A note on the increased "number of fields per object tracked" limit of Turbofan: when setting it to its regular 32 (instead of the 128 I used for this benchmark), Load Elimination time for TS goes down to 10.5sec (instead of 33.5) and memory usage to 445MB (instead of 1.5GB). However, this means that even fewer loads are eliminated.

Small disclaimer still: Turbofan's LoadElimination does a bit more than Turboshaft, since it also performs Check elimination (checks have been lowered by the time we reach Turboshaft's LateLoadElimination, so it would make no sense to do it there as well), but this really is not the reason for the speed difference :D

### Miscellaneous

### **Overlapping Stores**

**TL;DR**: we don't support TypedArrays/DataViews/ArrayBuffers, and other than that, stores can't overlap in any dangerous way.

Imagine that a graph does the equivalent of:

```
((char*)arr)[5] = 42;
((int*)arr)[1] = 0;
```

Which visually means:



The MemoryAddress for the 1st Store will be {base:arr, offset:5, size:1}, and for the 2nd it will be {base:arr, offset:4, size:4} (ignoring Index and element\_size\_log2 which are not used here). Given the addresses, it looks like these Stores don't alias (since they have different offsets), which means that we won't invalidate the 1st one when processing the 2nd one, and a future Load from ((char\*)arr)[5] would incorrectly return 42.
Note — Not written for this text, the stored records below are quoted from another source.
PR #1849, opened 2025-04-18
impl(gaxi): `Convert` for unit type

dbolduc:
Part of the work for #1612 

I suspect this will simplify generated code.


coryan:
Hmmm.. #1593 and #1604 ... it was less useful than I hoped.

PR #1855, opened 2025-04-19
cleanup(tests): simplify client configuration and response handling

kasugamirai:


src/storage/src/generated/protos/storage/google.storage.v2.rs
```diff
@@ -172,9 +172,7 @@ pub mod compose_object_request {
         #[prost(int64, tag = "2")]
         pub generation: i64,
         #[prost(message, optional, tag = "3")]
-        pub object_preconditions: ::core::option::Option<
-            source_object::ObjectPreconditions,
-        >,
+        pub object_preconditions: ::core::option::Option<source_object::ObjectPreconditions>,
```
coryan, line 175: This is generated code. In particular, this is generated by Prost. Please revert the changes to this file.

coryan (changes requested):
Thanks for the cleanups!  I think we should revert the changes to the generated code: while it may be possible to clean it up, we should avoid that temptation.

coryan (approved):

dbolduc (approved):

PR #1858, opened 2025-04-19
WIP - Draft-generator-per-service-features

coryan:


generator/internal/rust/templates/convert-prost/feature_gate.mustache
```diff
@@ -0,0 +1,16 @@
+{{!
```
dbolduc, line 1: why do we need the templates outside of `generator/internal/rust/templates/common/` ?

(genuine question, I don't know how this stuff works)

dbolduc: Are you planning to use `feature_gate` for the annotations from #1878?

dbolduc (approved):

generator/internal/rust/templates/convert-prost/feature_gate.mustache
coryan: > why do we need the templates outside of `generator/internal/rust/templates/common/` ?
> 
> (genuine question, I don't know how this stuff works)

Because golang's version of mustache searches in the same directory as the caller. For example:  `crates/src/message.mustache` searches for `crate/src/feature_gate.mustache` even though it "calls" `../common/message.mustache`.

But maybe there is a way to use absolute paths or something.  It would be a nice cleanup if it was possible (we also duplicate `message.mustache` and `enum.mustache` and a number of other things).

I will give it a try later and report back.

coryan: > Are you planning to use `feature_gate` for the annotations from #1878?

I am not sure what you mean.

dbolduc: > even though it "calls" `../common/message.mustache`.

This is why I was confused. I thought we were only coming from `common/`.

> I am not sure what you mean.

I was only trying to understand why we needed `feature_gate.mustache` in `crate/src/` (for example). And I noticed that this:

https://github.com/coryan/google-cloud-rust/blob/6d55adbfc3f5eb2a2fa9f34fbf54611f5e01d39a/generator/internal/rust/templates/crate/src/transport.rs.mustache#L22-L24

... is just a special case of `feature_gate.mustache`.

coryan: > ... is just a special case of `feature_gate.mustache`.

`feature_gate.mustache` assumes that the `.Codec` field has `.MultiFeatureGate` and `.FeatureGateOp` and `.FeatureGates`. None of those things are true for the top-level Codec.  We can make them true, but that would move the complexity to the `*.go` files and I am not sure that is a good tradeoff?

dbolduc: I am not saying that we should do it. Everything is fine.

> Are you planning to use `feature_gate` for the annotations from #1878?

^ in this comment, I was guessing as to why the `feature_gate.mustache` was needed in `crate/src`. And my guess was wrong.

There are 2 cases were this could happen in JavaScript:

- TypedArrays/DataViews
- Strings

#### TypedArrays / DataViews

There are two cases where TypedArrays/DataViews stores could overlap:

```
const u32s = Uint32Array.of(3, 8);
const u8s = new Uint8Array(u32s.buffer);
u32s[0] = 0xffffffff;
u8s[1] = 0; // Overlaps with previous store!
```

#### And:

```
let buffer = new ArrayBuffer(10000);
```

```
let ta1 = new Int32Array(buffer, 0/*offset*/);
let ta2 = new Int32Array(buffer, 100*4/*offset*/);
ta2[0] = 0xff;
ta1[100] = 42; // Same destination as the previous store!
```

The 1st case could be dealt with: invaliding an address during LoadElimination could invalidate every other (potentially aliasing) addresses at the same offset as well as with offsets from -7 to +7 (the maximum size of array elements is 8, so things can't alias in this way with elements that are further than 7 offsets away).
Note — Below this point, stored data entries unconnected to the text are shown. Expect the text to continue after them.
PR #1860, opened 2025-04-20
refactor(generator): replace HasServices field with method for service

### LINKED ISSUE #1854: Prefer helper functions over duplicate fields in codec annotations
Sometimes our templates need to generate some extra code if a list is non-empty, for example:

https://github.com/googleapis/google-cloud-rust/blob/3db89bb5d543ddf4b3f642f9ceb28f46d98cb5be/generator/internal/rust/templates/common/README.md.mustache#L28-L33

So far, we have introduced an extra variable to the annotations to support such cases:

However, the 2nd case can't really be dealt with: any 2 stores with different bases could alias regardless of their offsets. We have thus no choice but to not perform Load Elimination for TypedArrays/DataViews.

In the Turboshaft graph, all TypedArray Stores and Loads will be <u>StoreTypedElement</u> and <u>LoadTypedElement</u> (LoadDataViewElement/StoreDataViewElement for DataViews). They are <u>lowered</u> to regular Stores/Loads during MachineLoweringReducer, which runs before LateLoadElimination, and I added a <u>always\_canonically\_accessed</u> field to <u>LoadOp::Kind</u>, which we set to true for TypedArray/DataView loads/stores during this lowering (for regular JS stores/loads, this will be false).
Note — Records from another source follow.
Issue #1863, opened 2025-04-21
Introduce per-service crate features to reduce build times


coryan:
We want per-service [^1] features so application developers can compile a subset of large crates, such as `google-cloud-aiplatform-v1`.

[^1]: in this context a "service" is a "protobuf syntax service", which maps to a single `client::*` struct in our crates.

coryan:
I am going to pause here.  If anybody wants to take over and add some controls for the default feature, please go ahead.

coryan:
Split the thing that is left over to its own bug.

PR #1864, opened 2025-04-21
feat(generator/rust): per-service feature option

coryan:
Introduce an option to generate per-service features. Use this option
in the `Cargo.toml.mustache` template to introduce the features and
the default feature.

Part of the work for #1863

### DIFF
--- a/src/generated/cloud/aiplatform/v1/Cargo.toml
+++ b/src/generated/cloud/aiplatform/v1/Cargo.toml
@@ -26,6 +26,74 @@ keywords.workspace     = true
 categories.workspace   = true
 rust-version.workspace = true
 
+[features]
+default = [
+    "dataset_service",
+    "deployment_resource_pool_service",
+    "endpoint_service",
+    "evaluation_service",
+    "feature_online_store_admin_service",
+    "feature_online_store_service",
+    "feature_registry_service",
+    "featurestore_online_serving_service",
+    "featurestore_service",
+    "gen_ai_cache_service",
+    "gen_ai_tuning_service",
+    "index_endpoint_service",
+    "index_service",
+    "job_service",
+    "llm_utility_service",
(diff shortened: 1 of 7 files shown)


src/generated/cloud/aiplatform/v1/Cargo.toml
```diff
@@ -26,6 +26,74 @@ keywords.workspace     = true
...
+    "reasoning_engine_execution_service",
+    "reasoning_engine_service",
+    "schedule_service",
+    "specialist_pool_service",
+    "tensorboard_service",
+    "vertex_rag_data_service",
+    "vertex_rag_service",
+    "vizier_service",
+]
+dataset_service = []
```
dbolduc, line 64: forecasting: some, but not all of these will require gRPC. Will we micro-manage the features' dependencies?

I lean: nah.

src/generated/cloud/aiplatform/v1/Cargo.toml
```diff
@@ -26,6 +26,74 @@ keywords.workspace     = true
 categories.workspace   = true
 rust-version.workspace = true
 
+[features]
+default = [
```
dbolduc, line 30: Q: should we be opinionated about the default set?

e.g. if our telemetry indicated that 99.9% of requests were for either `prediction_service` or `gen_ai_tuning_service`, we'd probably prefer for those two features to be the extent of our default set.

We are allowed to add default features, but not allowed to remove default features.

(Dont let this block your PR though. Just something to think about before v1.0)

dbolduc (approved):

src/generated/cloud/aiplatform/v1/Cargo.toml
coryan: I think eventually: yes. But we can move forward without this.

During LateLoadElimination, when we encounter a Store offset x with a can\_overlap bit set to true, we ignore it.

#### Strings

The only other case of overlapping Stores is for Strings: Strings are 0-padded on the right, so that we can efficiently compare them 32-bit by 32-bit. What could happen is a 32-bit Store of 0, followed by other stores of single characters (8 or 16 bits), followed by a read (32-bit if for a comparison, or 8/16-bit if for something else). This is not an issue with the current implementation, since we will never try to load from the string before we've finished writing it, and it's guaranteed that at least one of the character Stores will invalidate the padding Store (because at least the 1st byte of the 32-bit padding has to be a character of the string, otherwise we would not have allocated these 32 bits).